----- RECORDS FOR THE TASK -----
PR #111, opened 2017-09-24
Update so dependents can compile

olix0r:
Projects cannot currently depend on the h2 repo due the following compile errors:

```
error: method is never used: `new`
   --> /Users/ver/b/rs/h2/src/frame/headers.rs:265:5
    |
265 | /     pub fn new(
266 | |         stream_id: StreamId,
267 | |         promised_id: StreamId,
268 | |         pseudo: Pseudo,
...   |
279 | |         }
280 | |     }
    | |_____^
    |
note: lint level defined here
   --> /Users/ver/b/rs/h2/src/lib.rs:1:9
    |
1   | #![deny(warnings, missing_debug_implementations)]
    |         ^^^^^^^^
    = note: #[deny(dead_code)] implied by #[deny(warnings)]

error: method is never used: `into_parts`
   --> /Users/ver/b/rs/h2/src/frame/headers.rs:339:5
    |
339 | /     pub fn into_parts(self) -> (Pseudo, HeaderMap) {
340 | |         (self.header_block.pseudo, self.header_block.fields)
341 | |     }
    | |_____^

error: method is never used: `fields`
   --> /Users/ver/b/rs/h2/src/frame/headers.rs:343:5
    |
343 | /     pub fn fields(&self) -> &HeaderMap {
344 | |         &self.header_block.fields
345 | |     }
    | |_____^

error: method is never used: `into_fields`
   --> /Users/ver/b/rs/h2/src/frame/headers.rs:347:5
    |
347 | /     pub fn into_fields(self) -> HeaderMap {
348 | |         self.header_block.fields
349 | |     }
    | |_____^

error: method is never used: `set_max_concurrent_streams`
  --> /Users/ver/b/rs/h2/src/frame/settings.rs:77:5
   |
77 | /     pub fn set_max_concurrent_streams(&mut self, max: Option<u32>) {
78 | |         self.max_concurrent_streams = max;
79 | |     }
   | |_____^

error: aborting due to 5 previous errors

To learn more, run the command again with --verbose.
```

This change adds two `allow(dead_code)` annotations to prevent these compile errors.

Furthermore, `cargo fmt` has been run.

### DIFF
--- a/src/frame/headers.rs
+++ b/src/frame/headers.rs
@@ -261,7 +261,7 @@ impl fmt::Debug for Headers {
 
 // ===== impl PushPromise =====
 
-#[allow(dead_code)]
+#[cfg(feature = "unstable")]
 impl PushPromise {
     pub fn new(
         stream_id: StreamId,
--- a/src/frame/headers.rs
+++ b/src/frame/headers.rs
@@ -261,6 +261,7 @@ impl fmt::Debug for Headers {
 
 // ===== impl PushPromise =====
 
+#[allow(dead_code)]
 impl PushPromise {
     pub fn new(
         stream_id: StreamId,
--- a/src/frame/headers.rs
+++ b/src/frame/headers.rs
@@ -6,7 +6,7 @@ use http::{uri, HeaderMap, Method, StatusCode, Uri};
 use http::header::{self, HeaderName, HeaderValue};
 
 use byteorder::{BigEndian, ByteOrder};
-use bytes::{BufMut, Bytes, BytesMut};
+use bytes::{Bytes, BytesMut};
 use string::String;
 
 use std::fmt;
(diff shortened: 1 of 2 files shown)


carllerche:
It looks like this is also running a `cargo fmt`. Same request as in #112 could we make a standalone format PR and then rebase these PRs on that?

src/frame/headers.rs
```diff
@@ -261,6 +261,7 @@ impl fmt::Debug for Headers {
 
 // ===== impl PushPromise =====
 
+#[allow(dead_code)]
```
carllerche: This should actually be flagged w/ unstable I think. I'll update the PR.

seanmonstar:
Any errors from lints in dependencies should never fail compilation, cargo caps lints to warnings. If this isn't the case, that sounds like a bug in cargo or something.

carllerche:
I updated the PR, so I probably shouldn't approve it?

carllerche:
@seanmonstar I'm guessing it is failing because it is a git dep.

carllerche:
Ugh, I think this isn't quite right.

carllerche:
Ok, I think this should fix it.

PR #117, opened 2017-09-25
Only run tests once in CI

olix0r:
We run codecov after successful test runs. This ~doubles the length of
CI jobs, sicne the codecov run reproduces nearly all tests.

To avoid this, we just run the codecov tests as part of our normal test
script.

### DIFF
--- a/.travis.yml
+++ b/.travis.yml
@@ -21,12 +21,15 @@ install:
   - bash <(curl https://raw.githubusercontent.com/xd009642/tarpaulin/master/travis-install.sh)
 
 script:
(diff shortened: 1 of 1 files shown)


hawkw:
@olix0r after this lands, I can see about passing the flag to tarpaulin to skip counting the number of times a line was covered, which should make coverage much faster (possibly even fast enough to run hpack under coverage?).

carllerche:
Looks like the answer is no?

hawkw:
@carllerche it looks like the failure is unrelated to this branch?

PR #118, opened 2017-09-25
Make coverage faster

hawkw:
This PR changes the coverage step on CI to pass the `--skip clean` flag (which would prevent `tarpaulin` from recompiling) and the `--no-count` flag, which disables counting repeated hits of the same line under coverage. This should make the coverage step much faster.

Depending on the performance improvement from this PR, we might be able to start running hpack under coverage again.


hawkw:
Okay, so this actually ran _with_ hpack running under coverage, but it looks like it [managed it in 12 minutes or less](https://travis-ci.org/carllerche/h2/builds/279622156) – I suspect if we were skipping hpack properly, this would be _much_ faster.

hawkw:
Okay, I've rebased this against the current `master` & it appears to work correctly now - the PR is marked as failing because it results in a very slight decrease in coverage (probably we should increase the threshold so that -0.07% drops in coverage don't fail a PR?).

hawkw:
It looks like this shaves about 100 seconds off the coverage step vs master. I wonder what it would look like if we were running hpack under coverage?

hawkw:
So, as of ba52239, it looks like we can now run the HPACK tests under coverage in _roughly_ the same amount of time it takes to run tests with HPACK excluded from coverage on `master`?

PR #123, opened 2017-09-26
Make CI build flatter (and therefore faster)

hawkw:
Removed build stages from travis configuration. `rustfmt` and doc publishing run are run on the nightly build while `h2spec` runs on the stable build (as suggested by @carllerche). This also adds the changes to make coverage faster added in #118.

Closes #118.


hawkw:
This shaves off about 5 minutes from the total runtime, so it's better but not a massive improvement.

carllerche:
Seems good to me... but test coverage was reduced by 0.03%!!!! 🔨

PR #124, opened 2017-09-27
Set codecov threshold to 5%

hawkw:
This PR sets the threshold by which code coverage can drop before Codedov marks the commit as failing or notifies Slack to 5%, as requested by @seanmonstar.


carllerche:
Looks good to me! I think it needs to be rebased though.

Issue #83, opened 2017-09-12
Current handling of GOAWAY is pretty broken


carllerche:
Right now, `GOAWAY` is interpreted as a signal to reset all streams. This, however, is not correct behavior.

seanmonstar:
Handling GOAWAY is a complicated mess. A GOAWAY frame does **not** necessarily mean the connection is terminating (now or even that soon). It contains a reason, and a last stream ID. The connection should continue to try to process frames for any stream below the listed stream ID, and not make any new streams.

It seems a graceful shutdown involves one side sending a GOAWAY, both sides finishing up the existing streams until EOS, and then the other side sends GOAWAY, and the connection terminates.

- When **receiving** a GOAWAY:
  - Close the ability to create new streams
  - Drop any streams higher than the reported last stream ID. (There is no need to send a RST_STREAM, it's considered dead.)
  - Keep processing all streams lower than or equal to the last stream ID.
  - Once all streams are dropped or EOS, send GOAWAY and close.
  - `Connection::poll()` should then resolve:
    - If there was `NO_ERROR`, then `Ok(Async::Ready(()))`
    - Otherwise, `Err(goaway_frame.reason())`.
    - If there is an IO or protocol error *after* receiving a GOAWAY, what should be reported to the user?
      - It's possible to send multiple GOAWAY frames as well, in case graceful shutdown encountered an error.
- When we encounter a protocol error, and need to **send** a GOAWAY:
  - We need to determine if that error is recoverable.
    - A frame parse error, or a `FRAME_SIZE_ERROR`, or a `COMPRESSION_ERROR`, etc may mean that there is no way to continue using the connection at all. The best we can do is send a GOAWAY and then close the connection, not continuing to process frames.
    - Other errors might be recoverable, such as receiving an invalid frame type on a stream not accepting those frames. The spec says to send a GOAWAY, but we can still try to finish up any existing valid streams.
      - In this case, we can act just like when we receive a GOAWAY.

carllerche:
When *receiving* a GOAWAY.

I would add that all streams higher than the reported stream ID should behave the same *as if* they received a RST_STREAM. Specifically, the GOAWAY reason is bubbled up to the stream handles.

> If there is an IO or protocol error after receiving a GOAWAY, what should be reported to the user? 

I'd say the same thing that happens if there wasn't a GOAWAY frame before hand. (probably the same thing that happens now?)

When *sending*

[...]

PR #133, opened 2017-10-04
when receiving a GOAWAY, allow earlier streams to still process

seanmonstar:
This is a first step to better GOAWAY support (cc #83). This patch will close all streams greater than the last stream ID in the GOAWAY frame, but allow streams less than to still finish.

### DIFF
--- a/src/frame/go_away.rs
+++ b/src/frame/go_away.rs
@@ -16,7 +16,6 @@ impl GoAway {
         }
     }
 
-    #[cfg(feature = "unstable")]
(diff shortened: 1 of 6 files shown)


seanmonstar:
Looks like this broke h2spec, expecting the connection to have closed, so I'll need to add the second step into this PR as well: detecting when the streams are finished and return the goaway + close.

carllerche:
LGTM so far (minus h2spec failure)

seanmonstar:
Updated to now look for when all active streams have finished, and responds with a new GOAWAY and shuts down.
-----
* [WORK REQUIRED]:
Pull every line containing the word "runs" out of the listing.

* [TASK RESULT]:
We run codecov after successful test runs. This ~doubles the length of
Removed build stages from travis configuration. `rustfmt` and doc publishing run are run on the nightly build while `h2spec` runs on the stable build (as suggested by @carllerche). This also adds the changes to make coverage faster added in #118.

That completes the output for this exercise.